He called the situation unsettled, however, and urged patience. "We can make this work," he said.
Critics in Washington and Louisiana said that even though Katrina had been closely tracked on its way to the Gulf Coast, the administration had not used the time to prepare adequately. They also complained that the Bush White House had repeatedly slashed congressional efforts to boost funding for levee work and other flood control upgrades.
As recently as January, Rep. Earl Blumenauer (D-Ore.) had warned on the House floor that if Hurricane Ivan last year had veered westward and hit New Orleans, thousands would have died and infrastructure would have sustained $100 billion in damage. "The city has always been at risk," he said then.
Sen. Mary L. Landrieu (D-La.) told her colleagues on the Senate floor a year ago that it was crucial to spend more government money to shore up the levees at New Orleans. "I hate to say it," she said. "It's going to take a loss of hundreds of thousands of lives on the Gulf Coast to make this country wake up and realize what we are underinvesting in."
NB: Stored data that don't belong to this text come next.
PR #5116, opened 2022-06-06
Closes #5076 Preserve RUCSS clean rows event if RUCSS option is disabled

### LINKED ISSUE #5076: Clear RUCSS after a while when the feature is deactivated

Currently, the only auto-clearing mechanism we have is `rocket_rucss_clean_rows_time_event` which we turn off after the feature is deactivated. I assume the same logic will remain when we move to the filesystem (data will still be kept in that scenario as well).

We are not clearing RUCSS data to make sure the Used CSS will still be there if the feature is re-used after being deactivated. 

We don't cover the scenario where the feature will be turned off long-term or if the customer decides to stop using it (low CSS on original files, seeing that CPCSS is enough, issues that will need time to be fixed).

We could have a background process that prompts a message after let's say 3 days to confirm why the feature was deactivated:
- If it's temporary, we can ask them to open a ticket if there is an issue or need help
- If they don't need/feel like using the feature, we can ask them to clear RUCSS stored data (database/filesystem), and maybe collect their reasons

Alternatively, we can keep the `rocket_rucss_clean_rows_time_event` alive when the RUCSS is disabled by: 
- Adding conditions to check if the database still has Used CSS on it.
- Shortening the `delete_old_items()` life cycle (set to 1 month) as it makes sense to get clear the data sooner. A Week for example.

N/A

**Additional context**
Slack convo - https://wp-media.slack.com/archives/G01AMD70N7P/p1653459048671429

remyperona:
## Description

Preserve the RUCSS clean rows event if RUCSS option is disabled, to avoid stale data in the database.

Fixes #5076 

## Type of change

## How Has This Been Tested?

- [x] Automated tests

# Checklist:

### DIFF
--- a/inc/Engine/Optimization/RUCSS/Cron/Subscriber.php
+++ b/inc/Engine/Optimization/RUCSS/Cron/Subscriber.php
@@ -61,16 +61,6 @@ class Subscriber implements Subscriber_Interface {
 	 * @return void
 	 */
 	public function schedule_clean_not_commonly_used_rows() {
-		if (
-			! $this->used_css->is_enabled()
-			&&
-			wp_next_scheduled( 'rocket_rucss_clean_rows_time_event' )
-		) {
-			wp_clear_scheduled_hook( 'rocket_rucss_clean_rows_time_event' );
-
-			return;
-		}
-
 		if ( ! $this->used_css->is_enabled() ) {
 			return;
 		}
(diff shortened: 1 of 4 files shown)


mostafa-hisham (commented):
@Tabrisrp should we clear the scheduled event if there are no more rows to delete?

remyperona:
@mostafa-hisham I think it would complexify the code too much compared to the benefit

mostafa-hisham (approved):

piotrbak (approved):
It's working as expected. Not attaching the TR as TestRail is not working now.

Critics also noted that late last summer, in the midst of a hard-fought presidential campaign in which Florida was pivotal, FEMA received glowing marks from Florida officials for responding quickly to hurricanes there.
Some wondered why the New Orleans response was earning no such praise.
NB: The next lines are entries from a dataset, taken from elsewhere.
PR #5143, opened 2022-06-14
Closes #5126 - Fixes background image breaking for lazyload with native lazyload

### LINKED ISSUE #5126: Usage of rocket_use_native_lazyload filter breaks some images when LazyLoad is enabled
- Made sure you’re on the latest version - 3.11.3

**Describe the bug**
In some cases when our filter `rocket_use_native_lazyload` is used and our LazyLoad is enabled, we apply double lazy-load on images.
The attribute `loading=lazy` is present as well as LazyLoad attributes.

Screenshot from the customer's site:
image

This breaks some images:
image

and some cases are already mentioned here: https://github.com/wp-media/wp-rocket/issues/4961

**To Reproduce**
It was reproduced on a customer's site where theme was using `rocket_use_native_lazyload` filter and LazyLoad for images was enabled. 
I was not able to reproduce the issue on my test site.

**Expected behavior**
Images should not break. There should not be a duplicative lazy-load applied to images.

**Additional context**
Slack thread with more details and screenshots: https://wp-media.slack.com/archives/C43T1AYMQ/p1654777415067329
Ticket: https://secure.helpscout.net/conversation/1913047242/347171/

- [ ] Reproduce the problem
- [ ] Identify the root cause
- [ ] Scope a solution
- [ ] Estimate the effort

jeawhanlee:
## Description

This PR fixes the issue of adding rocket lazyload attributes on images that lazyloaded natively.

Fixes #5126

## Type of change

There is no grooming.

## How Has This Been Tested?
- Add add_filter( 'rocket_use_native_lazyload', '__return_true' ) to current theme functions.
- Add an element to a template with inline background-image style and check that image displays when lazyload is applied.

# Checklist:


CrochetFeve0251 (approved):

remyperona (changes requested):
This is not the actual issue, and we don't want to prevent JS lazyload being applied when the loading attribute is present. I added a comment on the related issue to explain.

CrochetFeve0251 (approved):

inc/Dependencies/RocketLazyload/Assets.php
```diff
@@ -100,7 +100,28 @@ class_loaded: "lazyloaded",
...
+                    if ( element.tagName === "IFRAME" && element.dataset.rocketLazyload == "fitvidscompatible" ) {
+                        if (element.classList.contains("lazyloaded") ) {
+                            if (typeof window.jQuery != "undefined") {
+                                if (jQuery.fn.fitVids) {
+                                    jQuery(element).parent().fitVids();
+                                }
+                            }
+                        }
+                    }
+                }
```
remyperona: it's not necessary for the background images

inc/Dependencies/RocketLazyload/Assets.php
```diff
@@ -100,7 +100,28 @@ class_loaded: "lazyloaded",
 			$script = rtrim( $script, ',' );
 		}
 
-		$script .= '};';
+		$script .= '
+		},
+		{
+			elements_selector: ".rocket-lazyload",
```
remyperona: The value for the selector should be the one passed to the method as part of the `$args` instead of being hardcoded

remyperona (changes requested):

remyperona (approved):

remyperona:
@jeawhanlee can you also backport this change to https://github.com/wp-media/rocket-lazyload-common

vmanthos (approved):
Working as expected.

White House spokesman McClellan sought to dismiss such criticism as politics. "The last thing that the people who have been displaced or the people who have been affected need is people seeking partisan gain in Washington," he said.
Yet sharp criticism of the government's response to Katrina was not confined to politicians. Many experts in hurricanes, flooding and emergency management were more pointed.
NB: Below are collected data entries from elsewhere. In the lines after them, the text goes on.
PR #5157, opened 2022-06-17
Close #3444 Added code to delete params files

### LINKED ISSUE #3444: Query string version of the homepage is not cleared with rocket_clean_home

**Describe the bug**
When `rocket_clean_home` is triggered, the cache of the query string is not removed.

**To Reproduce**
1. Add a query string to cache in the settings
2. Cache the homepage with query string `domain.com/?test=123`
3. Make sure that it's cached on the SFTP
4. Update any post to trigger the `rocket_clean_home`
5. Confirm on SFTP that the homepage is cleared but the `#test=123` is not

**Expected behavior**
We should clear also the query strings versions, including the cache and ignored query strings. Probably just looking for directories starting with `#` in the root cache directory and passing them to `rrmdir` will be fine.

- [ ] Reproduce the problem
- [ ] Identify the root cause
- [ ] Scope a solution
- [ ] Estimate the effort

CrochetFeve0251:
## Description

In this PR we fix a problem in the cache cleaning where params cache from homepage are not cleared when a post is updated.
This has been fixed by adding a check on folders starting with # and if some exist we delete them.

Fixes #3444

## Type of change

No.

## How Has This Been Tested?

- [ ] Manual Test

# Checklist:

### DIFF
--- a/inc/functions/files.php
+++ b/inc/functions/files.php
@@ -628,6 +628,14 @@ function rocket_clean_home( $lang = '' ) {
 		}
 	}
 
+	$param_dirs = glob( $root . '/#*', GLOB_NOSORT );
+
+	if ( $param_dirs ) {
+		foreach ( $param_dirs as $dir ) {
+			rocket_rrmdir( $dir );
+		}
+	}
+
 	// Remove the hidden empty file for mobile detection on NGINX with the Rocket NGINX configuration.
 	$nginx_mobile_detect_files = glob( $root . '/.mobile-active', GLOB_NOSORT );
 	if ( $nginx_mobile_detect_files ) {


remyperona (approved):

Mai-Saad:
@CrochetFeve0251 Thanks for the PR. Can see the qs cache for home is deleted with cache qs, dedicated cache qs when edit home, adding a new post, updating a post, deleting a post,  clear the cache of this URL in page list or purge this URL from page view. But clear used CSS for this URL will clear the cache of home but not the home qs cache. I think it shall be deleted in this case too @piotrbak @CrochetFeve0251 what do you think?

piotrbak:
Yes, it should be included.

CrochetFeve0251:
Closed in favor of #6234. (I moved the modifications to the new code as I spotted some problems due to old code)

The measures that Chertoff and other administration officials are putting together now should have been "in motion three to four days before the storm hit," Florida disaster researcher Olson said, especially in light of the fact that the New Orleans' vulnerability to a hurricane and a consequent flood had been carefully studied.
In November, for instance, a periodical published by the University of Colorado Natural Hazards Center examined the potential impact of a Category 4 or 5 hurricane on New Orleans. In a column, the director of the University of New Orleans' Center for Hazards Assessment Response and Technology, sociologist Shirley Laska, estimated that the damage would include storm surges, flooding and the breakdown of the levee system.